The Nave differs from other Norman naves like those of Peterborough, Ely and Norwich.

“The unique features here are the great height of the massive circular columns, fourteen in number, and the consequently dwarfed triforium or gallery running over the main arches. There are traces to be seen of the original Norman clerestory under the Perpendicular windows, and, judging from this, the height of the clerestory, as originally constructed, must have been but little less than that of the piers in the nave.

“This Norman clerestory was altered at the same time that the roof of the nave was vaulted—viz. in 1242, in the time of Henry Foliot. This work was done by the monks themselves, who thought, as Professor Willis suggests, that they could do it better than common workmen. Their work is made of a light and porous kind of stone, treated with plaster on the under-side, and it was rendered necessary by the previous roof, which was of wood, having been destroyed by fire in 1190. Of this fire the piers certainly show the traces to this day, all having become reddened and slightly calcined. To make the new clerestory the whole of the original Norman work over the arcade of the triforium was removed, with the exception of the jambs of the side-lights (which extended beyond the arches of the triforium) and the wall between them.”—(H. J. L. J. M.)

All the stone-work was originally painted.

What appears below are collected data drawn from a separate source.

PR #4513, opened 2024-09-19
Improvements of general hyperbolic framework

najlkin:
This PR improves the general hyperbolic framework from #3598 in several way:

- Renamed `RiemannSolver` to `NumericalFlux` for generality (with deprecation of the old name for compatibility).
- Added Jacobians to of the convection terms of `HyperbolicFormIntegrator` (`AssembleElementGrad()` and `AssembleFaceGrad()`), using also the underlying (new) method of `NumericalFlux` for gradient (`Grad()`)
- Added new methods to `NumericalFlux` for the average flux (`Average()`) and its Jacobian (`AverageGrad()`), which rely on the new methods `ComputeAvgFlux(DotN)()` of `FluxFunction`. This is for example used in HDG #4350 
- Added component-wise upwinded flux (`ComponentwiseUpwindFlux`) and extended Rusanov flux
- ~~Added a switch for Riemann solvers to example 18(p)~~
- Added the normal flux implementation to `AdvectionFlux` and `BurgersFlux` and implemented the new methods
- Added a sign parameter to `HyperbolicFormIntegrator`
- Other minor improvements of the code and documentation

❓ Most of the code has been tested in `darcy-hdg-dev` branch. The regression tests there can be run by from `examples` folder by `regression_test.py`

| [#4513](https://github.com/mfem/mfem/pull/4513) | @najlkin | @tzanio | @cjvogl + @tarikdzanic + @pazner + @mlstowell | 9/21/24 | 1/7/25 | 1/15/25 | |

<details>
    
- [x] Code builds.
- [x] Update `CHANGELOG`:
- [ ] Update `INSTALL`:
    - [ ] `.github`
    - [ ] `.appveyor.yml`
- [ ] Update `.gitignore`:
- [ ] New examples:
- [ ] New miniapps:
- [ ] New capability:
   - [x] All new public, protected, and private classes, methods, data members, and functions have full Doxygen-style documentation in source comments. Documentation should include descriptions of member data, function arguments and return values, template parameters, and prerequisites for calling new functions.
</details>


dohyun-cse:
Hi @najlkin,

Thank you for the great PR.
Including additional numerical flux and average flux is a great improvement.
I took a quick look and it looks good to me. I'll look into more detail early next week.
Would you please include the usage of other fluxes in `ex18.cpp` and `ex18p.cpp` to make new fluxes more accessible and for easier testing?

Best, Dohyun

najlkin:
A good point @dohyun-cse :wink: , I added the new Riemann solvers to `ex18` and `ex18p`, so there is a command line switch for them now. Rusanov and Godunov work fine. However, I am getting negative pressure with Engquist-Osher 😕 , any ideas?

najlkin:
Oh, I maybe see it. If u- > u+, then the integral maybe should be interpreted as negative. However, that would mean that there is no difference between Godunov and Engquist-Osher for monotonous fluxes... 🤔

najlkin:
Yes, I think it must be like that to satisfy symmetry when reversing the sweep/axis, i.e., when you swap u- and u+ and the sign of the normal 🤔 . My bad, I did not realize that. I will remove Engquist-Osher as it should coincide with Godunov.

tzanio:

fem/hyperbolic.hpp
```diff
@@ -61,58 +61,102 @@ class FluxFunction
...
-    * @brief Compute flux Jacobian. Optionally overloaded in the derived class
+    * @brief Compute average flux for over the given interval of states.
+    * Optionally overloaded in a derived class.
+    *
+    * @param[in] state1 state of the beggining of the interval (num_equations)
+    * @param[in] state2 state of the end of the interval (num_equations)
+    * @param[in] Tr element transformation
+    * @param[out] flux_ average flux from the given element at the current
+    * integration point (num_equations, dim)
+    * @return real_t maximum characteristic speed
```
cjvogl, line 105: Perhaps this is a copy-paste from `ComputeFlux` that needs to be updated?

fem/hyperbolic.hpp
```diff
@@ -61,58 +61,102 @@ class FluxFunction
...
+    * @param[in] normal normal vector, see mfem::CalcOrtho() (dim)
+    * @param[in] Tr face transformation
+    * @param[out] fluxDotN average normal flux from the given element at the
+    * current integration point (num_equations)
+    * @return real_t maximum (normal) characteristic velocity
+    */
+   virtual real_t ComputeAvgFluxDotN(const Vector &state1, const Vector &state2,
+                                     const Vector &normal,
+                                     FaceElementTransformations &Tr,
+                                     Vector &fluxDotN) const;
```
cjvogl, line 127: I feel that how one evaluates the average is less a property of the numerical flux function (i.e., it's more a decision to be made by the calling code via the existing `ComputeFlux` function).  Thoughts? Perhaps this it is better and/or necessary to have this method and I just need some clarification as to why.

cjvogl:
Sorry for adding and then deleting in-line comments: I thought it perhaps better to ask the question as a general comment. I understand the `FluxFunction` interface to be for the evaluation of the hyperbolic flux function.  This motivates the `FluxFunction::ComputeFlux` function, with the added property of the maximum characteristic speed.  Perhaps this is merely due to my lack of experience with the motivating HDG method, but I don't see computing the average as a property intrinsic to the hyperbolic flux function (i.e., why `FluxFunction::ComputeAvgFlux`).  Is it typical for there to be an analytic average expression specific to a given flux function that cannot or should not otherwise be evaluated by the `RiemannSolver`?

fem/hyperbolic.hpp
```diff
@@ -61,58 +61,102 @@ class FluxFunction
...
    virtual real_t ComputeFluxDotN(const Vector &state, const Vector &normal,
                                   FaceElementTransformations &Tr,
                                   Vector &fluxDotN) const;
 
    /**
-    * @brief Compute flux Jacobian. Optionally overloaded in the derived class
+    * @brief Compute average flux for over the given interval of states.
+    * Optionally overloaded in a derived class.
+    *
+    * @param[in] state1 state of the beggining of the interval (num_equations)
```
cjvogl, line 100:
```suggestion
    * @param[in] state1 state of the beginning of the interval (num_equations)
```

fem/hyperbolic.hpp
cjvogl, line 105: Is this now the maximum characteristic speed 
- across the interval
- between the two provided states
?

najlkin: With the assumption of monotonicity, these two definitions coincide, so I do not know if to specify. It might get more unclear than clear 😄

cjvogl: Maybe add that the flux is assumed monotonic for this method?

najlkin:
@cjvogl , I clarified the definition of the average flux, which is just $\int_{u_1}^{u_2}F(u)du / (u_2-u_1)$. I do not want to evaluate this integral numerically, which would be expensive to do at every integration point in space. Instead, you may evaluate it analytically for simple fluxes like those provided in `hyperbolic.hpp`, or decide to provide some "good enough approximation" for your custom fluxes 😉 .

cjvogl:
> I clarified the definition of the average flux, which is just ∫ u 1 u 2 F ( u ) d u / ( u 2 − u 1 ) . 

Ah ok, are the `ComputeAvgFlux` and `ComputAvgFluxDotN` methods only applicable to scale equations (i.e., $u_1, u_2$ but not $\vec{u}_1, \vec{u}_2$)?

najlkin:
In principle, it can be for vectors. There is the parameter `num_equations` of `FluxFunction`, so it is up to you, but the advection and Burgers fluxes, which I use as examples, are scalar. Also it should be mentioned that Jacobians are dense matrices, so you may have cross-component dependencies 😉 .

cjvogl:
> In principle, it can be for vectors.

Can you update the documentation to indicate how it would be for vectors/systems?

najlkin:
Ok, I have not thought about that question before, but I defined that average component-wise, because only partial averages make sense to me for non-homogeneous things like Euler equations. On the other hand, some alternatives exist when you have something homogeneous like components of momentum 🤔 But that is on the user to abuse the framework 😄

najlkin:
To clarify on the situation with systems, I have not got to that on the side of HDG, so I am not completely sure what will be needed there. I plan to make then another PR and provide examples for the shallow water or Euler fluxes :wink:. This PR is large already, so I did not want to wait for that...

cjvogl:
> To clarify on the situation with systems, I have not got to that on the side of HDG, so I am not completely sure what will be needed there. I plan to make then another PR and provide examples for the shallow water or Euler fluxes 😉. This PR is large already, so I did not want to wait for that...

That makes sense.  My main concern is that the documentation is sufficient so that it is clear what is currently expected in a derived class. I suppose another option would be to put in a verify statement that checks something like `num_equations == 1` is 1 with an error message noting that systems are not yet supported (which would then be removed in a future PR when there are examples for systems).

najlkin:
@cjvogl , that makes sense, but where would you put it? It is just an interface, so `FluxFunction::ComputeAvgFlux()` has just `MFEM_ABORT()`. The only implementations are in `AdvectionFlux` and `BurgersFlux`, which are both scalar by construction 🤔 .

cjvogl:
> @cjvogl , that makes sense, but where would you put it? It is just an interface, so `FluxFunction::ComputeAvgFlux()` has just `MFEM_ABORT()`. The only implementations are in `AdvectionFlux` and `BurgersFlux`, which are both scalar by construction 🤔 .

Ah, good point... maybe just note in the documentation that the average is as you have it with some additional wording to note that systems are not yet support.

najlkin:
@cjvogl , I added some notes to Rusanov and Godunov flux, as the simplification for systems is not really on the side of flux function, where I am just defining a general interface, but rather the implementation in the Riemann solvers, which treat systems by components. It was the case already before for classical `Eval()` and it is just extended now to `Average()`, where the flux function is assumed to comply with that.

fem/hyperbolic.hpp
najlkin: It is not assumed here, so I specified that it should be maximum over the interval in very general 😉 .

fem/hyperbolic.cpp
```diff
@@ -212,15 +448,290 @@ real_t RusanovFlux::Eval(const Vector &state1, const Vector &state2,
...
+      fluxFunction.ComputeAvgFluxDotN(state1, state2, nor, Tr, fluxN2);
+      fluxFunction.ComputeFluxJacobianDotN(state1, nor, Tr, JDotN);
+
+      grad = 0.;
+
+      for (int i = 0; i < fluxFunction.num_equations; i++)
+      {
+         // Only diagonal terms of J are considered
+         // lim_{u → u⁻} (F̄(u⁻,u)n - F(u⁻)n) / (u - u⁻) = ½J(u⁻)n
+         const real_t gr12 = (state1(i) != state2(i))?
```
tarikdzanic, line 693: Do you need a numerical tolerance here? The reciprocal term might be an issue

fem/hyperbolic.cpp
```diff
@@ -212,15 +448,290 @@ real_t RusanovFlux::Eval(const Vector &state1, const Vector &state2,
...
+         fluxFunction.ComputeFluxJacobianDotN(state1, nor, Tr, JDotN);
+      }
+
+      grad = 0.;
+
+      for (int i = 0; i < fluxFunction.num_equations; i++)
+      {
+         // Only diagonal terms of J are considered
+         // lim_{u → u⁻} (F(u)n - F̄(u⁻,u)n) / (u - u⁻) = ½J(u⁻)n
+         const real_t gr12 = (state1(i) != state2(i))?
```
tarikdzanic, line 728: Same here

tarikdzanic:
I might be wrong here but I think this implementation of the Godunov Riemann solver is valid only for scalar conservation laws. For the Euler equations in ex18 you'd need an exact Godunov-type Riemann solver.

fem/hyperbolic.cpp
najlkin: This is mainly for the IC or initial guess, where you have exactly the same values. Maybe one would need some tolerance for propagation of some infinitesimal waves, but "physical" infinitesimal waves are usually well above the floating point precision, so it might be rather a concern for propagation of some spurious waves and stability of the solution. It is just a simple finite difference, so I do not think it is a big issue, but I am open to adding something. Do you have a suggestion for some robust definition of such tolerance?

najlkin:
> I might be wrong here but I think this implementation of the Godunov Riemann solver is valid only for scalar conservation laws. For the Euler equations in ex18 you'd need an exact Godunov-type Riemann solver.

Well, I was not much concerned much about systems of equations in this PR and, [as said above](https://github.com/mfem/mfem/pull/4513#issuecomment-2371732095), I plan to make another PR when I get to them. Currently, Godunov is implemented the same way as Rusanov, working component-by-component. I just added it to example 18 on [the request above](https://github.com/mfem/mfem/pull/4513#issuecomment-2361327710), so please take it as it is for now. It seems to work fine in the example like Rusanov does, but I am open to some documentation changes for the Riemann solvers, for example? Because you are right that their current implementation is very simplistic. I am already mentioning that the Jacobians are only diagonal and fluxes component-wise calculated in the doxygen of their methods.

fem/hyperbolic.cpp
tarikdzanic: I'm more worried about u2-u1 being on the order of machine precision (but nonzero), it could return values that are unfeasibly large. If you're sure that it's always exactly the same, that's fine (although maybe add a comment). Otherwise, you could just do the switch based on `abs(state1(i) - state2(i)) > eps` instead of `state1(i) != state2(i)` and have `eps` be a few orders of magnitude larger than machine precision (same for the Rusanov flux).

tarikdzanic:
The example case there is very mild so I wouldn't expect it to fail there, but it would likely start having some issues with more difficult problems. Up to you if you want to leave it in (but maybe add a comment in the example mentioning something like it's not really meant for the Euler equations in its current form). My only worry is that people might take the example case to indicate that it's a Godunov-type Riemann solver for the Euler equations without knowing and use it in their codes which might cause them issues.

najlkin:
@tarikdzanic , I added a note to the description of the switch for Riemann solvers and also a runtime warning to console when Godunov is selected 😉 .

tarikdzanic:
Looks good to me!

tarikdzanic (approved):

cjvogl:
> @tarikdzanic , I added a note to the description of the switch for Riemann solvers and also a runtime warning to console when Godunov is selected 😉 .

I share @tarikdzanic 's [concern](https://github.com/mfem/mfem/pull/4513#issuecomment-2389660056) that including this `RiemannSolver` that is intended only for scalar laws in examples that are systems of conservation laws is problematic, mainly because the examples serve as documentation for how to use the `HyperbolicFormIntegrator` and related classes.  The `RusanovFlux` is intended for systems of conservation, so I don't think the `GodunovSolver` should be added to example 18 even if it happens works ok.

fem/hyperbolic.cpp
```diff
@@ -163,28 +255,138 @@ void HyperbolicFormIntegrator::AssembleFaceVector(
...
-   const RiemannSolver &rsolver,
-   const int IntOrderOffset)
-   : NonlinearFormIntegrator(),
-     rsolver(rsolver),
-     fluxFunction(rsolver.GetFluxFunction()),
-     IntOrderOffset(IntOrderOffset),
-     num_equations(fluxFunction.num_equations)
+void HyperbolicFormIntegrator::AssembleFaceGrad(
+   const FiniteElement &el1, const FiniteElement &el2,
+   FaceElementTransformations &Tr, const Vector &elfun, DenseMatrix &elmat)
```
cjvogl, line 265:
```suggestion
   FaceElementTransformations &Tr, const Vector &elfun, DenseMatrix &elmat) override
```

cjvogl (changes requested):
I see that `RiemannSolver::Grad` and `FluxFunction::ComputeFluxJacobianDotN` are added so that `HyperbolicFormIntegrator::AssembleFaceGrad` and `HyperbolicFormIntegrator::AssembleElementGrad` can be implemented... and presumably used in #4350.

I believe the other methods `RiemannSolver::Average`, `RiemannSolver::AverageGrad`, `FluxFunction::ComputeAvgFlux` and `FluxFunction::ComputeAvgFluxDotN` are included here so that additional methods added to `NonlinearFormIntegrator` class in #4350 can be implemented in `HyperbolicFormIntegrator` (also in #4350) .  The issue with including the other methods here is that 
- the design choice of adding them to `RiemannSolver` and `FluxFunction` 
- the assumptions of their implementation (e.g., scalar laws vs systems of laws, monotonicity)

cannot be reviewed without the context of the changes to the `NonlinearFormIntegrator` in #4350 (which is a WIP).  I suggest removing them from this PR so they can be reviewed alongside the context in which they are being added in #4350 .

najlkin:
> I share @tarikdzanic 's [concern](https://github.com/mfem/mfem/pull/4513#issuecomment-2389660056) that it is problematic to include the `GodunovSolver` that is intended only for scalar laws in examples that are systems of conservation, mainly because example 18 serves as documentation for how to use the `HyperbolicFormIntegrator` and related classes. The `RusanovFlux` is intended for systems of conservation laws, so I don't think the `GodunovSolver` should be added to example 18 even if it happens works ok.

That was the reason why I did not include it in the first place. On the second thought, it might be the reason to include it to show its usage with  `HyperbolicFormIntegrator` and related classes, just the application is not perfectly suited for it, but the user is clearly informed about that. It is also not like Godunov flux was somehow horrendously wrong. They do nearly the same thing, where Godunov can be translated to Rusanov with $\lambda=\left|\frac{F(u^+)n-F(u^-)n}{u^+-u^-}\right|$, which is just a finite difference approximation of the velocity. The thing is this velocity is taken for each equation independently in Godunov instead of the maximal one over the whole system for Rusanov, which is a crime, but not that bad 😁 . I am fine with either option, i.e., this small demo without sample runs and with a clear warning, or deferring example 18 to the PR for systems. What is your opinion @dohyun-cse ?

najlkin:
> I believe the other methods `RiemannSolver::Average`, `RiemannSolver::AverageGrad`, `FluxFunction::ComputeAvgFlux` and `FluxFunction::ComputeAvgFluxDotN` are included here so that additional methods added to `NonlinearFormIntegrator` class in #4350 can be implemented in `HyperbolicFormIntegrator` (also in #4350) . The issue with including the other methods here is that
>     * the design choice of adding them to `RiemannSolver` and `FluxFunction`
>     * the assumptions of their implementation (e.g., scalar laws vs systems of laws, monotonicity)
> cannot be reviewed without the context of the changes to the `NonlinearFormIntegrator` in #4350 (which is a WIP). I suggest removing them from this PR so they can be reviewed alongside the context in which they are being added in #4350 .

@cjvogl , the thing with #4350 is that it is huge already and still far from merging. It is not in anyone's capacity to review that PR as is (and considering how reviewers were assigned so far, you might become one of them actually 😄 ). What I am trying to do is to spin off smaller PRs focused on certain topics and without much of specific connection of HDG/RT. This is also the case here, I have stripped the code of the specific parts for HDG and the only extra feature here is that calculation of the average flux over an interval, which is a fairly general thing and can be potentially useful for someone else. It is also nothing fancy and just follows the lines of other methods, so I believe it can be easily reviewed here 😉 . If you want to see it in action, [I suggested the regression tests in `darcy-hdg-dev` in the header ☝️](https://github.com/mfem/mfem/pull/4513#issue-2534989074) .

cjvogl:
> > I believe the other methods `RiemannSolver::Average`, `RiemannSolver::AverageGrad`, `FluxFunction::ComputeAvgFlux` and `FluxFunction::ComputeAvgFluxDotN` are included here so that additional methods added to `NonlinearFormIntegrator` class in #4350 can be implemented in `HyperbolicFormIntegrator` (also in #4350) . The issue with including the other methods here is that
> > * the design choice of adding them to `RiemannSolver` and `FluxFunction`
> > * the assumptions of their implementation (e.g., scalar laws vs systems of laws, monotonicity)
> > cannot be reviewed without the context of the changes to the `NonlinearFormIntegrator` in #4350 (which is a WIP). I suggest removing them from this PR so they can be reviewed alongside the context in which they are being added in #4350 .
> 
> @cjvogl , the thing with #4350 is that it is huge already and still far from merging. It is not in anyone's capacity to review that PR as is (and considering how reviewers were assigned so far, you might become one of them actually 😄 ). What I am trying to do is to spin off smaller PRs focused on certain topics and without much of specific connection of HDG/RT. This is also the case here, I have stripped the code of the specific parts for HDG and the only extra feature here is that calculation of the average flux over an interval, which is a fairly general thing and can be potentially useful for someone else. It is also nothing fancy and just follows the lines of other methods, so I believe it can be easily reviewed here 😉 . If you want to see it in action, [I suggested the regression tests in `darcy-hdg-dev` in the header ☝️](https://github.com/mfem/mfem/pull/4513#issue-2534989074) .

>  I believe it can be easily reviewed here

I unfortunately disagree.  As a user, I find abstract classes with numerous methods defined with failures very difficult to work with as a user, especially if there is no code that uses those methods.  Specifically, it then becomes unclear to me what I actually need to implement if I want to derive from that abstract class (e.g., how many methods of `RiemannSolver` do I need to implement if I want to define a new approximate Riemann solver for the Euler equations... it is clear to me in `main` and becomes unclear to me in this branch).  As a maintainer, I find introducing "not yet" used methods bad practice: what if someone sees those methods and uses them in a way that contradicts what you are doing in #4350 ?

That all said, there are more reviewers on this PR that will perhaps disagree with my philosophy and provide that second approval to bypass me.

najlkin:
> As a user, I find abstract classes with numerous methods calls to MFEM_ABORT (or similar) very difficult to work with as a user, especially if there is no code that uses those methods. Specifically, it then becomes unclear to me what I actually need to implement if I want to derive from that abstract class (e.g., how many methods of RiemannSolver do I need to implement if I want to define a new approximate Riemann solver for the Euler equations...

@cjvogl  I agree with you it can get very unclear and convoluted, that is why I have improved the doxygen, so methods of `HyperbolicFormIntegrator` mention what they are using exactly, so what needs to be implemented.

> As a code maintainer, I find introducing "not yet" used methods bad practice

They are not hidden or anything. They are offered to the users, but like many other things they do not have a specific example. What is more, there is a clear intention to deliver that example in the future 👍 .

> what if someone sees those methods and uses them in a way that contradicts what you are doing in https://github.com/mfem/mfem/pull/4350 ?

That cannot happen, it is clearly defined here what they do and I am bound by the definition to use them that way as other users/developers.

> What if I'm asked to fix or extend those methods before https://github.com/mfem/mfem/pull/4350 is merged?

Please do so, I plan to rebase `darcy-hdg-dev` branch or merge later changes. In the case of extending them, it is a good practice to discuss the changes with the original author, so I should know about them and we may coordinate them.

Ok, what are the opinions of others?

cjvogl:
> > what if someone sees those methods and uses them in a way that contradicts what you are doing in #4350 ?
> 
> That cannot happen, it is clearly defined here what they do and I am bound by the definition to use them that way as other users/developers.
> 
It is dangerous to tempt the users in this way.... just saying.

najlkin:
@cjvogl , I added some notes about usage to `FluxFunction` and `RiemannSolver`. That is the maximum I can do, as removing the average-related functions would make this PR nearly useless for the HDG development. I need to chop the beast 🥩 😄 . The functions are not much specific and no worries, the plan is to merge HDG this fiscal year and I am here to oversee it to that end.

cjvogl:
To avoid the look that this PR is being neglected by me, I'll note that Jan and I have discussed this offline last week and will meet again this meet to clarify the connection between
- `RiemannSolver::Average`
- `FluxFuntion::ComputeAvgFlux`
- $\frac{1}{u_2 - u_1} \int_{u_1}^{u_2} F(u) du$
- $\frac{1}{u_2 - u_1} \int_{u_1}^{u_2} \hat{F}(u_1, u) du$
(and the related set of `RiemannSolver::Grad`, etc.)

cjvogl:
Documenting some takeaways from our discussion from today:
- `RiemannSolver::Average` is currently implemented to be a particular average of the numerical flux $\int_{u1}^{u2} \hat{F}(u1,u,x) du / (u2-u1)$ where $\hat{F}$ is a numerical flux that may or may not be based on the solution to the Riemann problem corresponding to $u_t + \frac{\partial}{\partial x_n} (F.\hat{n}) = 0$
- this concept of an average in terms of a Riemann solver may also refer to something like $\int_0^1 F'(u(\xi)) d\xi$ where $u(\xi) = u1 + (u2 - u1) \xi$ (see, e.g., Roe linearization).
- the `RiemannSolver` interface can be used to derive general numerical fluxes (i.e., ones not necessarily based on the solution to a Riemann problem)
- to avoid the conflict in terminology of an average, a suitable solution is to rename the `RiemannSolver` class to `NumericalFlux` (or something similar), with an optional deprecated typedef if backwards compatibility is required

@najlkin , please feel free to suggest changes to this summary

fem/hyperbolic.hpp
```diff
@@ -222,28 +361,55 @@ class HyperbolicFormIntegrator : public NonlinearFormIntegrator
...
+                         const Vector &elfun, DenseMatrix &elmat) override;
 };
 
 
 /**
  * @brief Rusanov flux, also known as local Lax-Friedrichs,
  *    F̂ n = ½(F(u⁺,x)n + F(u⁻,x)n) - ½λ(u⁺ - u⁻)
  * where λ is the maximum characteristic velocity
- *
+ * @note The implementation assumes monotonous F(u,x) in u
```
cjvogl, line 412: This statement doesn't generalize to systems... perhaps it can be moved to the particular part of the implementation that assumes monotonicity with scalar equations?

fem/hyperbolic.hpp
```diff
@@ -258,26 +424,215 @@ class RusanovFlux : public RiemannSolver
...
+   mutable DenseMatrix JDotN;
+#endif
+};
+
+/**
+ * @brief Godunov flux, a special case of Engquist-Osher flux,
+ *    F̂ n = min F(u)n    for u⁻ ≤ u⁺, u ∈ [u⁻,u⁺]
+ *    F̂ n = max F(u)n    for u⁻ > u⁺, u ∈ [u⁺,u⁻]
+ * @note The implementation assumes monotonous F(u,x) in u
+ */
```
cjvogl, line 525: I'm not familiar with Godunov flux defined this way.  I've seen it widely used as being the choice for the numerical flux $\hat{F}(\vec{u_-},\vec{u_+},x)$ such that $\hat{F}(\vec{u_-},\vec{u_+},x) = F(\tilde{u}(\vec{u_-},\vec{u_+},x))$, where $\tilde{u}(\vec{u_-},\vec{u_+},x)$ is the Riemann solution evaluated at $x$ to the corresponding Riemann problem
$$\frac{\partial \vec{u}}{\partial t} + \frac{\partial}{\partial \tilde{x}} \vec{F}(\vec{u}) = \vec{0}$$
with initial condition $\vec{u} = \vec{u_-}$ at $\tilde{x} < x$ and $\vec{u} = \vec{u_+}$ for $\tilde{x} > x$.  This implementation looks to be specific for scalar equations with monotonic flux functions... perhaps this should be named `EnquistOsherFlux` to be consistent with terminology in, e.g., https://www.sciencedirect.com/science/article/pii/S009630031630621X (which is consistent with other works I'm familiar with)?

cjvogl (changes requested):
After the naming change of `RiemannSolver` to `NumericalFlux` [(or something similar)](https://github.com/mfem/mfem/pull/4513#issuecomment-2492618555) and the issue noted inline with `GodunovFlux` I think this is good to go (I've also suggested some comment changes along the way to be more consistent with systems of equations)

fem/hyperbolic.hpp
PR #4518, opened 2024-09-24
Complex mumps

adam-sim-dev:
PR by @psocratis


psocratis:
@adam-sim-dev , I am assuming there is need for this? If so I can revive the branch and work on in a bit to get it ready

adam-sim-dev:
> @adam-sim-dev , I am assuming there is need for this? If so I can revive the branch and work on in a bit to get it ready

I work with complex FE problems frequently, and complex linags could simplify the codes. That is why I I searched existing mfem branches and opened this and the other PRs.

This branch is outdated compared with the current implementation of MUMPS solver. Maybe we can just make small modification to the MUMPSSover. So it needs further improvements, including the doc, make and cmake stuffs.

Complex FE support is quite limit now, though we can use equivalent real ones. For example, there is ComplexGridFunction, but we have call GetSubVector two times for the real and imaginary parts, respectively. Anyway, there is no harm to add more complex FE support. Just my two cents.

PR #4551, opened 2024-10-28
dFEM

jandrej:
This is the main development branch for all dFEM related things. Right now this PR only serves as a reference for easier discovery.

“The painting may be thus generally described. The hollow of the abacus of the capitals was red, the lower member of the same, green; the whole of the bell red, the leaves alternately green and yellow, with the stalks, running down, of the same colours, into the red bell of the capital. The vertical mouldings between the marble shafts were red and blue alternately; the lower shafts green and blue, with red in the hollows, and the foliage on these also is green and yellow. Some of the horizontal mouldings are partly coloured also. The bosses in the groining are yellow and green, as in the capitals. All the colouring, which was very rich, was effected with water colours; in one instance only has any gold been discerned, and that was upon one of the bosses in the roof.”—(F. S. W.)

Abbot Morwent pulled down the west end of the Nave in 1421-1437 and reconstructed it in the Perpendicular style. It is supposed that the original west front was like that of the Abbey at Tewkesbury.

The west window contains nine lights, filled with modern glass.

The South aisle, originally Norman, was remodelled about 1318. The tracery of the windows is unusual. The ball-flower is seen in great profusion in this part of the Cathedral.

In this aisle there is a monument to Dr. Jenner of vaccination fame, to whom the five-light west window here is also a memorial.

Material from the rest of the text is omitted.